# My travels!



## pati (Aug 15, 2012)

.


----------



## Daveyboy (Jan 13, 2013)

Watched it at first because you're cute...

But I found it inspirational and brave..
You have a lot of courage.
and you should be extremely proud of yourself.. 
Nice...Welcome Back..:clap


----------



## Alone75 (Jul 29, 2013)

You did it all alone? Wow, I really couldn't of even took a short flight by myself. Kudos to you, I really wouldn't want to do that anyway. Travelling seems more of a chore and hassle to me tbh, plus I can't afford to go anywhere now. Great video too, you can tell the experience did you a lot of good and maybe has helped you mature. I could do with something to help me like that really, but I won't do it.


----------



## foe (Oct 10, 2010)

:clap Amazing accomplishment! 

I need to do a backpack trip before I die.


----------



## Human910078 (Aug 10, 2013)

It is interesting to see a really cute girl with SA. I watched your video and I'm thinking about why you got that excess problem. I dunno. The way you look, talk, and your attitude is just damn cute. Why the hell SA? Damn SA... But you've done it! To go on a trip with friends and to travel between towns the whole time, no f way


----------



## Human910078 (Aug 10, 2013)

Aha a solo trip then for a while. Good for you in any case, congrats 

I recall when I had to do my first big solo trip, and it was as well Belgium. Well, me and my SA. Expected all the worse, but it was even great! Fear and the anxiety that I've had before the trip were pointless. Of course there was anxiety on the trip itself but you realize it is far worse in your imagination, then it is in actual situations... and you actually do even well. And you basically evolve at that point by a good notch. 

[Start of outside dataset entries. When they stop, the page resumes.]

PR #3547, opened 2021-05-10
[CORL-1759] Live Chat: Scroll report dialog into view when shown

nick-funk:
## What does this PR do?

Scrolls report dialog into view when shown.

Prevents it from being hidden below the scrolled state of Virtuoso when clicking `Report` on comments near bottom of stream scroll state.

None

## How do I test this PR?

- Go to live chat stream
- Scroll to bottom / jump to live
- Click report on bottom most comment
- See that stream scrolls the report dialog into view under the comment

### DIFF
--- a/package-lock.json
+++ b/package-lock.json
@@ -26084,7 +26084,7 @@
       "dependencies": {
         "abbrev": {
           "version": "1.1.1",
-          "resolved": "https://registry.npmjs.org/abbrev/-/abbrev-1.1.1.tgz",
+          "resolved": false,
           "integrity": "sha512-nne9/IiQ/hzIhY6pdDnbBtz7DjPTKrY00P/zvPSm5pOFkl6xuGrGnXn/VtTNNfNtAfZ9/1RtehkszU9qcTii0Q==",
           "dev": true,
           "optional": true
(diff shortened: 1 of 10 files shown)


alinhle (changes requested):
This can be done in a more efficient way with better ux. I added a commit https://github.com/coralproject/talk/pull/3547/commits/ed1d4a3403bd9067f9929da79914322b4086288c to give you an `ensureInView` function, which automatically finds the first scrollable parent for an element and applies the scrolling if out of view. You should use this for the implementation. 

Additionally instead of using `getElementById` and `setTimeout` it's much more efficient to use `ref` instead, which gives you an instantaneous experience.

Here is some pseudo-code:
```ts
// Could move this in a helpers / utils folder.
const ensureRefInView = (el: HTMLElement | null) => {
  if (el) {
    ensureInView(el);
  }
}; 

const Component = () => {
  return showReportFlow && (
    <div ref={ensureRefInView}>
      <ReportFlowContainer
        viewer={viewer}
        comment={comment}
        settings={settings}
        onClose={toggleShowReportFlow}
      />
    </div>
  );
}
```

alinhle (approved):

So it has been proven that if anyone's an avg SA person, you CAN go on a trip you want or need to  no excuses now


----------



## Human910078 (Aug 10, 2013)

missamanda said:


> And we really do always build things up in our minds to be worse than they actually are


That is what we're excellent at! :clap



missamanda said:


> I remember in school when I had to give speeches I would shake like a leaf for about a week before. I used to not sleep the night before and all that and then afterwards I'd feel such relief just because I had been putting myself through mental hell all that time. SA really is just so taxing on the nerves!


Speeches? Dam... or you mean just when you're brought in front of the board for a verbal test? Not that that is a _just_. I of course hated that as well...

Now doing speeches in front of a crowd of people would be an interesting experience. I would sweat my self out of existence before it x) there are courses for that. But dam, that's not a step that sounds reasonable atm x)


----------



## Cam1 (Dec 4, 2011)

Awesome, glad to hear it went well. It's been 2 months all ready? what the hell. Sounds like an awesome experience.

Also I remember a video you posted in the past, and you did SO much better talking in this one. The improvements are very obvious. Nicely done.


----------



## dal user (Dec 25, 2012)

Cant watch the video cos im on my tab


----------



## dal user (Dec 25, 2012)

Glad it helped you a lot anyway. I would like to travel to america one day, particularly the south and the west but it wont happen cos im broke and have nobody to go with.


----------



## fallingdownonmyface (Dec 3, 2006)

Hi Amanda-This is so awesome and inspiring.
I was wondering about how you were-Glad to hear everything went smoothly for you. 

Questions
- Did you make any friends that you can still be in touch with?
- Did you experience any nightlife?
- Did you treat this trip more as a meditative get away or one to unleash and party?
- Did you sleep mainly in hostels?
- Which places did you enjoy best?
- How much money did you have to save to get by with taking a 2 month trip?

Take care and stay happy


----------



## vbc (Jun 24, 2013)

Wow, two months sounds so long. Congrats!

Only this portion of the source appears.